October 29, 2019 (Samuel Conte Distinguished Lecture Series):

Raghu Ramakrishnan, CTO for Data and Technical Fellow at Microsoft

Data in the Cloud


The cloud has forced a rethinking of database architectures.  Does this offer an opportunity to address the siloed nature of data management systems?  The question is especially important given the rise of machine learning and data governance. In this talk, I'll discuss these issues through the lens of the Microsoft data journey, both internal and external.


October 25, 2019: 

Cyrus Shahabi, Professor and Chair, Department of Computer Science, Univ. of Southern California

Transportation Data, Applications & Research for Smart Cities


In this talk, I first introduce the Integrated Media Systems Center (IMSC), a data science research center at USC 

that focuses in data-driven solutions for real-world applications. IMSC is motivated by the need to address 

fundamental Data Science problems related to applications with major societal impact. Towards this end, I delve into

 one specific application domain, Transportation, and discuss the design and development of a large-scale 

transportation data platform and its application to address real world problems in Smart Cities.  I will then continue 

covering some of our fundamental research in this area, in particular: 1) traffic forecasting and 2) ride matching. 


February 27, 2019:

Spyros Blanas, Professor, Department of Computer Science and Engineering, Ohio State University

Scaling Database Systems to High-performance Computers 


We are witnessing the increasing use of warehouse-scale computers to analyze massive datasets quickly. This poses 

two challenges for database systems. The first challenge is interoperability with established analytics libraries and 

tools. Massive datasets often consist of images (arrays) in file formats like FITS and HDF5. We will first present 

ArrayBridge, an open-source I/O library that allows SciDB, TensorFlow and HDF5-based programs to co-exist in a 

pipeline without converting between file formats. The second challenge is scalability, as warehouse-scale computers 

expose communication bottlenecks in foundational data processing operations. We will present GRASP, a parallel 

aggregation algorithm for high-cardinality aggregation that avoids unscalable all-to-all communication and leverages 

similarity to complete the aggregation faster than repartitioning. Finally, we will present an RDMA-aware data 

shuffling algorithm that transmits data up to 4X faster than MPI. We conclude by highlighting additional challenges 

that need to be overcome to scale database systems to massive computers.


December 3, 2018: 

Semih Salihoglu, Professor, Department of Computer Science, University of Waterloo

How can (worst-case optimal) joins be so interesting?

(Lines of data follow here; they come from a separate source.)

Issue #8376, opened 2025-07-30
Fix or disable all lint warnings


pmconne:
#8272 made `@typescript-eslint/no-non-null-assertion`, `@typescript-eslint/restrict-template-expressions`, etc into warnings. The output of `npm run lint` is now unusable. For example, running it in core-frontend produces 582 problems.

Non-null assertions should be treated as an error - overly-optimistic exclamation marks have been the cause of countless bugs/crashes in production. We should fix all the violations. If that will take more than, say, a week, we should disable the warnings until the violations are fixed. If we think other rules like restrict-template-expressions aren't really a big deal, we should not warn on them.

@augustasgri @aruniverse 

[lint.txt](https://github.com/user-attachments/files/21510649/lint.txt)

aruniverse:
Thanks for creating this, I agree re `no-non-null-assertions` and should look to incrementally get this down to 0.

+ @paulius-valiunas

tcobbs-bentley:
I'll start whittling things down.

tcobbs-bentley:
FYI, this PR gets things started: https://github.com/iTwin/itwinjs-core/pull/8391

ben-polinsky:
Good work has been done on this (see above PRs), but many assertions remain. 
Can pick up when bandwidth allows.

PR #9134, opened 2026-03-25
Clear non-null assertions in leaf packages

ben-polinsky:
Continuing with https://github.com/iTwin/itwinjs-core/issues/8376 - cleaning up code caught by non-null assertions lint rule.

- core-markup
- linear-referencing
- map-layers-formats
- appui-abstract

Fairly cautious here, using asserts where copilot wanted to return early.


core/markup/src/Markup.ts
```diff
@@ -170,7 +170,8 @@ export class MarkupApp {
   }
   /** @internal */
   public static getVpToScreenMtx(): Matrix {
-    const rect = this.markup!.markupDiv.getBoundingClientRect();
+    const markup = expectDefined(this.markup);
+    const rect = markup.markupDiv.getBoundingClientRect();
```
tcobbs-bentley: While it doesn't exactly hurt anything, I personally feel that using `expectDefined` inline makes it more clear in the git history that the only change was replacing `!` with `expectDefined`. It seems like you introduce new variables for this a lot (always?), and if you feel that doing so is preferable, just mark this comment as resolved without updating.

```suggestion
    const rect = expectDefined(this.markup).markupDiv.getBoundingClientRect();
```

tcobbs-bentley: Edit: looks like you switched to doing things inline later in the PR. I would recommend updating the places where you introduced new variables for `expectDefined` and `expectNotNull` to not do so.

core/markup/src/SelectTool.ts
```diff
@@ -667,12 +668,14 @@ export class SelectTool extends MarkupTool {
     const rightToLeft = (start.x > end.x);
     const overlapMode = (ev.isShiftKey ? !rightToLeft : rightToLeft); // Shift inverts inside/overlap selection...
     const offset = Point3d.create(vec.x < 0 ? end.x : start.x, vec.y < 0 ? end.y : start.y); // define location by corner points...
-    this.markup.svgDynamics!.clear();
-    this.markup.svgDynamics!.rect(width, height).move(offset.x, offset.y).css({ "stroke-width": 1, "stroke": "black", "stroke-opacity": 0.5, "fill": "lightBlue", "fill-opacity": 0.2 });
-    const selectBox = this.markup.svgDynamics!.rect(width, height).move(offset.x, offset.y).css({ "stroke-width": 1, "stroke": "white", "stroke-opacity": 1.0, "stroke-dasharray": overlapMode ? "5" : "2", "fill": "none" });
-    const outlinesG = isDynamics ? this.markup.svgDynamics!.group() : undefined;
+    const svgDynamics = expectDefined(this.markup.svgDynamics);
+    const svgMarkup = expectDefined(this.markup.svgMarkup);
```
tcobbs-bentley, line 672: Since `svgDynamics` is used multiple times, I do agree that using a variable for it is better than a bunch of inline `expectDefined` calls. And even though `svgMarkup` is only used once, using a variable for it also in this context does seem to make sense. (Just resolve this comment after reading it.)

extensions/map-layers-formats/src/GoogleMaps/GoogleMapsImageryProvider.ts
```diff
@@ -61,38 +62,7 @@ export class GoogleMapsImageryProvider extends MapLayerImageryProvider {
...
-
-    if (this._settings.properties?.overlay !== undefined) {
-      createSessionOptions.overlay = this._settings.properties.overlay as boolean;
-    }
-
-    if (this._settings.properties?.apiOptions !== undefined) {
-      createSessionOptions.apiOptions = this._settings.properties.apiOptions as string[];
-    }
-    return createSessionOptions;
+    return GoogleMapsUtils.getSessionOptionsFromMapLayer(settings);
```
tcobbs-bentley: It seems like this is changing the behavior. The old code used both `this._settings` and `settings`, while the new code just uses `settings`. Was the old code broken?

extensions/map-layers-formats/src/internal/GoogleMapsUtils.ts
```diff
@@ -89,27 +90,28 @@ export const GoogleMapsUtils = {
       Logger.logError(loggerCategory, msg);
       throw new BentleyError(BentleyStatus.ERROR, msg);
     }
+    const requiredProperties = expectDefined(properties);
```
tcobbs-bentley: Since it's impossible to get here with `properties` being undefined, I feel that this is an appropriate place to use `!` with an eslint disable. Note that in the future we ideally want to search our code base for expectDefined and get rid of most or all uses.

```suggestion
    // If properties is undefined, the above code will throw an exception, so ! is appropriate
    const requiredProperties = properties!;  // eslint-disable-line @typescript-eslint/no-non-null-assertion
```

extensions/map-layers-formats/src/OgcApiFeatures/OgcApiFeaturesProvider.ts
```diff
@@ -276,9 +276,10 @@ export class OgcApiFeaturesProvider extends MapLayerImageryProvider {
         tmpUrl = this.appendCustomParams(nextLink.href);
         response = await this.makeTileRequest(tmpUrl, this._staticModeFetchTimeout);
         json = await response.json();
-        if (json?.features)
-          data!.features = this._staticData?.features ? [...this._staticData.features, ...json.features] : json.features;
-        else
+        if (json?.features) {
+          const featureData = expectDefined(data);
+          featureData.features = featureData.features ? [...featureData.features, ...json.features] : json.features;
```
tcobbs-bentley: This doesn't seem to be equivalent to the old code. The old code used data that was in `this` (`this._staticData.features`), while the new code uses the features from the first call to `makeTileRequest`. Even if the new code is correct, I don't feel that it belongs in this PR.

extensions/map-layers-formats/src/Tools/MapFeatureInfoDecorator.ts
```diff
@@ -104,9 +104,8 @@ class DrapedPrimitives {
   }
 
   public addMeshes(drapedMeshes: Polyface[]) {
-    if (!this._meshes)
-      this._meshes = [];
-    drapedMeshes.forEach((ds) => this._meshes!.push(ds));
+    const meshes = this._meshes ?? (this._meshes = []);
+    drapedMeshes.forEach((ds) => meshes.push(ds));
```
tcobbs-bentley: The whole reason `!` was required was due to the use of `forEach` instead of `for of`, so I feel that switching to `for of` is a better (more easy to understand) fix.
```suggestion
    if (!this._meshes)
      this._meshes = [];
    for (const ds of drapedMeshes) {
      this._meshes.push(ds);
    }
```

core/markup/src/SelectTool.ts
ben-polinsky: ty

extensions/map-layers-formats/src/Tools/MapFeatureInfoTool.ts
```diff
@@ -60,8 +60,9 @@ class ActiveMapLayerState {
     const result = {exists: false, hidden: false};
     this.existsInDisplayStyle = false;
     this.isVisible = false;
-    if (this.hasMapLayers) {
-      const oldMls = this._activeMapLayers![0];    // consider only first layer for now
+    const activeMapLayers = this.activeMapLayers;
+    if (activeMapLayers && activeMapLayers.length > 0) {
+      const oldMls = activeMapLayers[0];    // consider only first layer for now
```
tcobbs-bentley: Based on changes that I saw in another one of these non-null-assertion PRs, I feel that the following more complicated fix is better:

First, define this type and function somewhere:
```ts
export type NonEmptyArray<T> = [T, ...T[]];

export function isNonEmptyArray<T>(arr?: T[]): arr is NonEmptyArray<T> {
  return !!arr && arr.length > 0;
}
```

Next, add this member function (cannot be `get`):
```ts
  public hasActiveMapLayers(): this is { activeMapLayers: NonEmptyArray<MapLayerInfoFromTileTree> } {
    return isNonEmptyArray(this.activeMapLayers);
  }
```

Finally, use the above function:
```ts
    if (this.hasActiveMapLayers()) {
      const oldMls = this.activeMapLayers[0];    // consider only first layer for now
```

By doing it this way, calling the new `hasActiveMapLayers` member function's type predicate asserts that `this.activeMapLayers` is a non-empty array, which lets the ts compiler know that `!` is not needed.

extensions/map-layers-formats/src/Tools/MapFeatureInfoTool.ts
```diff
@@ -87,16 +88,17 @@ class ActiveMapLayerState {
...
     }
     return result;
   }
 
   public updateWithScaleRangeVisibility(layerIndexes: MapLayerScaleRangeVisibility[]) {
-    if (this.hasMapLayers) {
-      const currentMls = this.activeMapLayers![0];    // consider only first layer for now
+    const activeMapLayers = this.activeMapLayers;
+    if (activeMapLayers && activeMapLayers.length > 0) {
+      const currentMls = activeMapLayers[0];    // consider only first layer for now
```
tcobbs-bentley: See above.

ui/appui-abstract/src/appui-abstract/quantity/BaseQuantityDescription.ts
```diff
@@ -22,20 +22,22 @@ export abstract class BaseQuantityDescription implements PropertyDescription {
...
     this.typename = StandardTypeNames.Number;
+
+    const editorParams: PropertyEditorParams[] = [];
+    editorParams.push({
+      type: PropertyEditorParamTypes.CustomFormattedNumber,
+      formatFunction: this.format,
+      parseFunction: this.parse,
+    } as CustomFormattedNumberParams);
+
     this.editor = {
```
tcobbs-bentley, line 37: I feel that this should be declared inline instead of using push.
```ts
const editorParams: PropertyEditorParams[] = [{
  ...
}];
```

tcobbs-bentley (approved):

extensions/map-layers-formats/src/GoogleMaps/GoogleMapsImageryProvider.ts
ben-polinsky: thats probably the safer move. I saw heavily duplicated code and tried to refactor, but yeah not in scope in this PR.

Reverted.

extensions/map-layers-formats/src/Tools/MapFeatureInfoTool.ts
ben-polinsky: Both seem fine. How much do you want this change?

tcobbs-bentley: It's certainly not necessary, but providing a useful fix for the semi-useless `hasMapLayers` seems like a win (that is related to non-null assertions). It's your call.

ui/appui-abstract/src/appui-abstract/quantity/BaseQuantityDescription.ts
ben-polinsky: Fixed, not sure why the "outdated" label is not shown.

extensions/map-layers-formats/src/Tools/MapFeatureInfoTool.ts
ben-polinsky: I changed to match your advice

extensions/map-layers-formats/src/OgcApiFeatures/OgcApiFeaturesProvider.ts
ben-polinsky: fixed

extensions/map-layers-formats/src/internal/GoogleMapsUtils.ts
ben-polinsky: Reworked without re-introducing `!`

ui/appui-abstract/src/appui-abstract/dialogs/UiLayoutDataProvider.ts
```diff
@@ -105,10 +105,13 @@ export abstract class UiLayoutDataProvider extends UiDataProvider {
...
-      this.loadItemsInternal(this.supplyDialogItems());
-    }
-    return this._items!;
+    const items = this._items;
+    if (undefined !== items)
+      return items;
+
+    const suppliedItems = this.supplyDialogItems() ?? [];
+    this.loadItemsInternal(suppliedItems);
+    return suppliedItems;
```
hl662: Since `loadItemsInternal` is a protected hook on a `@public` base class, might be worth returning `this._items` after initialization instead of `suppliedItems` here? That keeps the old behavior where subclasses can normalize/replace the array in `loadItemsInternal` and callers still observe the cached post-hook value.

extensions/map-layers-formats/src/GoogleMaps/GoogleMapsImageryProvider.ts
```diff
@@ -61,37 +62,51 @@ export class GoogleMapsImageryProvider extends MapLayerImageryProvider {
   }
 
   protected createCreateSessionOptions(settings: ImageMapLayerSettings): GoogleMapsCreateSessionOptions {
```
hl662, line 64: Since `initialize()` already goes through `GoogleMapsUtils.getSessionOptionsFromMapLayer`, might be worth either deleting `createCreateSessionOptions()` or making it delegate to the shared helper? Right now it validates `settings.properties` but reads most values from `this._settings.properties`, which feels a little easy to drift if this helper gets used again later.

ui/appui-abstract/src/appui-abstract/dialogs/UiLayoutDataProvider.ts
ben-polinsky: Yeah, fair point. But then we have to keep the null assertion or expectDefined, which changes behavior. The issue is of course the method signature.

Went with  explicit cast to satisfy the signature and preserve behavior.

extensions/map-layers-formats/src/GoogleMaps/GoogleMapsImageryProvider.ts
ben-polinsky: Fair point, but out of the scope of this PR. We'd be in these non-null prs forever if we tried to fix things like this everywhere.

ui/appui-abstract/src/appui-abstract/dialogs/UiLayoutDataProvider.ts
```diff
@@ -105,10 +105,13 @@ export abstract class UiLayoutDataProvider extends UiDataProvider {
...
-      this.loadItemsInternal(this.supplyDialogItems());
-    }
-    return this._items!;
+    const items = this._items;
+    if (undefined !== items)
+      return items;
+
+    const suppliedItems = this.supplyDialogItems() ?? [];
+    this.loadItemsInternal(suppliedItems);
+    return this._items as ReadonlyArray<DialogItem>;
```
tcobbs-bentley: In my opinion, this is just cheating to avoid using `!`, since it has the same end result. I think you should put it back to using `!` and add an eslint-disable comment and another comment explaining why `!` is ok in this case.

ui/appui-abstract/src/appui-abstract/dialogs/UiLayoutDataProvider.ts
```diff
@@ -105,10 +105,15 @@ export abstract class UiLayoutDataProvider extends UiDataProvider {
...
   public get items(): ReadonlyArray<DialogItem> {
-    if (undefined === this._items) {
-      this.loadItemsInternal(this.supplyDialogItems());
-    }
-    return this._items!;
+    const items = this._items;
+    if (undefined !== items)
+      return items;
+
+    const suppliedItems = this.supplyDialogItems() ?? [];
```
tcobbs-bentley: After the other changes, `?? []` is no longer needed here.

ui/appui-abstract/src/appui-abstract/dialogs/UiLayoutDataProvider.ts
ben-polinsky: Gotcha agree.

ui/appui-abstract/src/appui-abstract/dialogs/UiLayoutDataProvider.ts
ben-polinsky: done

hl662 (approved):
lgtm, quantity stuff in appui abstract looks just fine

extensions/map-layers-formats/src/Tools/MapFeatureInfoTool.ts
```diff
@@ -40,6 +40,12 @@ export interface MapFeatureInfoToolData {
   mapInfo?: MapFeatureInfo;
 }
 
+type NonEmptyArray<T> = [T, ...T[]];
```
eringram, line 43: Could these be worth adding to the core-bentley package like in UtilityTypes.ts, etc.?

eringram (approved):
Map-layers-formats changes look good

extensions/map-layers-formats/src/Tools/MapFeatureInfoTool.ts
tcobbs-bentley: I do think having `NonEmptyArray` and `isNonEmptyArray` in UtilityTypes.ts would be useful. It does mean new API, and we'd have to decide if they are beta or not. The current type and function are not exported, so they don't count as new API.

bbastings (approved):

aruniverse (approved):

Worst-case optimality is perhaps the weakest notion of optimality for algorithms. A recent surprising theoretical 

development in databases has been the realization that the traditional join algorithms, which are based on binary 

joins, are not even worst-case optimal. Upon this realization, several surprisingly simple join algorithms have been 

developed that are provably worst-case optimal. Unlike traditional algorithms, which join subsets of tables at a time, 

worst-case join algorithms perform the join one attribute (or column) at a time. This talk gives an overview of 

several lines of work that my colleagues and I have been doing on worst-case join algorithms focusing on their 

application to subgraph queries. I will cover work from both distributed and serial settings. In the distributed 

setting, worst-case optimality is a yard-stick for two costs of an algorithm: (i) the load, i.e., amount of data per 

machine; and (ii) the total communication. Both load and communication complexity are at a trade-off with number 

of rounds an algorithm runs. I will describe how to achieve worst-case optimality in total communication and the 

performance of this algorithm on subgraph queries. It is an open theoretical problem to design constant-round 

algorithms with worst-case optimal load. In the serial setting, I will describe the optimizer of a prototype graph 

database called Graphflow that we are building at University of Waterloo. Graphflow's optimizer for subgraph queries 

mixes worst-case optimal join-style column-at-a-time processing seamlessly with traditional binary joins.